FOMC minutes drop tomorrow at 2PM ET.
We’ll get a deeper look into the Fed’s thinking from the last meeting — and possibly some clues on upcoming rate cuts.
Volatility is almost guaranteed.
Smart money will be watching closely.
Have your levels marked
Be ready. pic.twitter.com/aZlWJabsAq
— Bitcoin Ape (@bitcoinape_) April 8, 2025
It’s worth remembering that these initial concerns were based on Trump’s first trade announcements and other actions taken since his return to the White House on January 20th. Even at that March meeting, updated forecasts from these policymakers already indicated that they expected slightly slower growth and a bit more inflation than previously anticipated.
Despite these shifts in expectations, the plan at that time was still to cut interest rates by half a percentage point before 2025 ended.
Stagflation Picture from the Fed FOMC Minutes: What to Expect?
Fast forward two weeks after that meeting: Trump dropped a bombshell, announcing new tariffs on a wide range of countries, far more aggressive than many had predicted. These new tariffs dramatically increased the average tax rate on goods coming into the US, jumping from around 2.5% to a hefty 25% or even higher. The immediate reaction was a significant downturn in stock markets across the globe.
Considering this timeline, the minutes we’re about to see might not fully capture the true extent of policymaker worries, especially as they likely intensified after April 2nd in response to these tariffs.
However, these minutes are still valuable. They typically offer crucial insights into the economic predictions made by Fed staff and the various economic scenarios they were considering. Importantly, they can also reveal the level of conviction policymakers held regarding different aspects of the economic future.
Analysts at the consulting firm led by former Fed Governor Larry Meyer suggest that the last meeting essentially established a baseline – a point of reference from which to measure how Trump’s policy changes might alter previous economic forecasts.
Fed’s Economic Outlook: Balancing Act Between Stagnation and Recession
Looking at the economic data from March, the unemployment rate ticked up slightly to 4.2%, a bit higher than the month before. Interestingly, this increase wasn’t due to job losses; businesses actually added over 200,000 jobs, which was the primary factor pushing the unemployment rate up.
The Federal Reserve’s preferred inflation gauge, the Personal Consumption Expenditures Price Index, showed a 2.5% increase over the year in February. That’s only half a percentage point above the central bank’s 2% inflation target.
However, inflation had remained relatively steady since September, and now these new tariffs were looming just on the horizon. There are even early indications that increased demand for cars, imported wines, and other goods slated to be taxed might be starting to ripple through the economy.

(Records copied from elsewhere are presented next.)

PR #96, opened 2020-05-06
Michaelf/proxy

filanov:


swagger.yaml
```diff
@@ -569,14 +569,9 @@ definitions:
...
-      proxyIp:
+      proxyURL:
         type: string
-        description: The IP address of the HTTP proxy that agents should use to access the discovery service
-      proxyPort:
-        type: integer
-        description: The port of the HTTP proxy
-        minimum: 0
-        maximum: 65535
+        description: The URL of the HTTP/S proxy that agents should use to access the discovery service
```
avishayt, line 574: Please add the expected format.  Is it this?
"http://<user>:<password>@<ipaddr>:<port>"

filanov: I'm not sure how to define the pattern
do we enforce port or not?

avishayt: No need for a pattern right now - just put it in the description

filanov:
@tsorya wait for an ack from you before i push

internal/bminventory/inventory.go
```diff
@@ -87,7 +86,7 @@ const ignitionConfigFormat = `{
 "units": [{
 "name": "agent.service",
 "enabled": true,
-"contents": "[Service]\nType=simple\nExecStartPre=docker run --privileged --rm -v /usr/local/bin:/hostbin {{.AgentDockerImg}} cp /usr/bin/agent /hostbin\nExecStart=/usr/local/bin/agent --host {{.InventoryURL}} --port {{.InventoryPort}} --cluster-id {{.clusterId}}\n\n[Install]\nWantedBy=multi-user.target"
+"contents": "[Service]\nType=simple\nEnvironment=HTTPS_PROXY={{.httpsProxyURL}}\nEnvironment=HTTP_PROXY={{.httpProxyURL}}\nEnvironment=http_proxy=http://{{.httpProxyURL}}\nEnvironment=https_proxy={{.httpsProxyURL}}\nExecStartPre=docker run --privileged --rm -v /usr/local/bin:/hostbin {{.AgentDockerImg}} cp /usr/bin/agent /hostbin\nExecStart=/usr/local/bin/agent --host {{.InventoryURL}} --port {{.InventoryPort}} --cluster-id {{.clusterId}}\n\n[Install]\nWantedBy=multi-user.target"
```
romfreiman, line 89: I think NO_PROXY is required as well 
https://unix.stackexchange.com/questions/23452/set-a-network-range-in-the-no-proxy-environment-variable

romfreiman:
I think u will have to propagate it to the install-config as well (i opened a ticket for that). anyhow, it's out of the scope of this pull request

internal/bminventory/inventory.go
filanov: how do we know what is the mask ?

internal/bminventory/inventory.go
```diff
@@ -201,9 +200,11 @@ func (b *bareMetalInventory) formatIgnitionFile(cluster *models.Cluster, params
 	var ignitionParams = map[string]string{
 		"userSshKey":     b.getUserSshKey(params),
 		"AgentDockerImg": b.AgentDockerImg,
-		"InventoryURL":   b.getURLForIngnition(params),
-		"InventoryPort":  b.getPortForIgnition(params),
+		"InventoryURL":   b.InventoryURL,
```
romfreiman, line 203: is it logged somewhere? this is what we talked about this morning

filanov: Lets do it in a different ticket.

internal/bminventory/inventory.go
romfreiman: I think we can mask out the nodes ips. and localhost. @ori-amizur what did we do @ strato?
anyhow, lets not handle it now since u dont set it to the whole os but only for that process so it's not a real issue

filanov:
> I think u will have to propagate it to the install-config as well (i opened a ticket for that). anyhow, it's out of the scope of this pull request

it's a strange UX. because image create parameters are not stored in the DB.
The task should be adding proxy configuration to cluster.

internal/bminventory/inventory.go
romfreiman: why do we need a ticket to write logs? What am I missing? Just write logs :)

romfreiman:
> > I think u will have to propagate it to the install-config as well (i opened a ticket for that). anyhow, it's out of the scope of this pull request
> 
> it's a strange UX. because image create parameters are not stored in the DB.
> The task should be adding proxy configuration to cluster.

So we should. Why do we need to places to ask the user to fill same data?

filanov:
> > > I think u will have to propagate it to the install-config as well (i opened a ticket for that). anyhow, it's out of the scope of this pull request
> > 
> > 
> > it's a strange UX. because image create parameters are not stored in the DB.
> > The task should be adding proxy configuration to cluster.
> 
> So we should. Why do we need to places to ask the user to fill same data?

@avishayt should it be cluster configuration instead of just image configuration?

avishayt:
> > > I think u will have to propagate it to the install-config as well (i opened a ticket for that). anyhow, it's out of the scope of this pull request
> > 
> > 
> > it's a strange UX. because image create parameters are not stored in the DB.
> > The task should be adding proxy configuration to cluster.
> 
> So we should. Why do we need to places to ask the user to fill same data?

I didn't realize we need it for the install-config... so we need to get the proxy immediately upon cluster creation, and it is immutable, right?

filanov:
> > > > I think u will have to propagate it to the install-config as well (i opened a ticket for that). anyhow, it's out of the scope of this pull request
> > > 
> > > 
> > > it's a strange UX. because image create parameters are not stored in the DB.
> > > The task should be adding proxy configuration to cluster.
> > 
> > 
> > So we should. Why do we need to places to ask the user to fill same data?
> 
> I didn't realize we need it for the install-config... so we need to get the proxy immediately upon cluster creation, and it is immutable, right?

is it possible that single cluster will have more then one proxy? for example host in different locations etc.

filanov:
@romfreiman @avishayt when i think about it, why do we need it for the installation as well?
install command will have the same configuration no?
The cluster will not need the proxy to access the inventory service
so why do we need to store it?

romfreiman:
u need progress reporting and telemetry that are running from to cluster to
connect to the internet, no? how would it happen without a proxy? the user
just told us that it requires proxy to access the internet, didn't he? :)
see the link I posted in the ticket. we can ask on one of the slack
channels as well - I might be wrong of course.

filanov:
The proxy can be only for the installation, not all clusters are registered to redhat.com right? 
But maybe it's not our case. 
If we only have one install config then we can't support multiple proxy configurations and maybe it's not even relevant.
Anyway so we are starting with that user need to configure proxy when creating the cluster and he can't change that?

internal/bminventory/inventory.go
```diff
@@ -201,9 +200,11 @@ func (b *bareMetalInventory) formatIgnitionFile(cluster *models.Cluster, params
...
+		"InventoryPort":  b.InventoryPort,
 		"clusterId":      cluster.ID.String(),
+		"httpProxyURL":   b.setProxyPrefix(params.ImageCreateParams.ProxyURL, "http://"),
+		"httpsProxyURL":  b.setProxyPrefix(params.ImageCreateParams.ProxyURL, "https://"),
```
ori-amizur, line 207: This is usually wrong.  You need same values for HTTP_PROXY and HTTPS proxy.  In case of HTTPS_PROXY the client will do CONNECT method to the destination which will cause the PROXY to open a TCP connection.

filanov: fixed.

eranco74:
LGTM
This should allow us to register.
As Rom said this might not be enough for the full installation since the nodes need to pull images from the internet (after the reboot).
Yet I think it should be in another PR. first let's allow the nodes to register and start the install process.

internal/bminventory/inventory.go
filanov: done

Now, the Fed faces a tricky task: trying to decipher a clear macroeconomic signal from a period likely filled with conflicting noise. Some key prices, like gasoline, might fall due to reduced demand, while others, particularly for many imported goods, could rise because of the tariffs. Adding another layer of complexity, the recent stock market slump could dampen consumer spending in the longer term.
Experts believe that monetary policy could be in for a period of slow adjustments, followed by potentially rapid shifts, as the Fed waits for clarity on whether Trump’s tariffs and other policy changes will primarily drive up prices, slow down growth, or create a combination of both. This uncertainty echoes the Fed chairman’s own statements, emphasizing that their future actions are heavily contingent on Trump’s policy decisions.
Samuel Tombs, Chief US Economist at Pantheon Macroeconomics, noted on Tuesday that declining oil and gas prices, along with a 30% decrease in shipping costs since February, should offset about a quarter of the negative impact that tariffs will have on after-tax household income.
However, the stock market downturn has already wiped out a staggering $5.5 trillion in market value for US households since the end of last year. This wealth destruction could translate into a significant drop in consumer spending, potentially as much as $140 billion.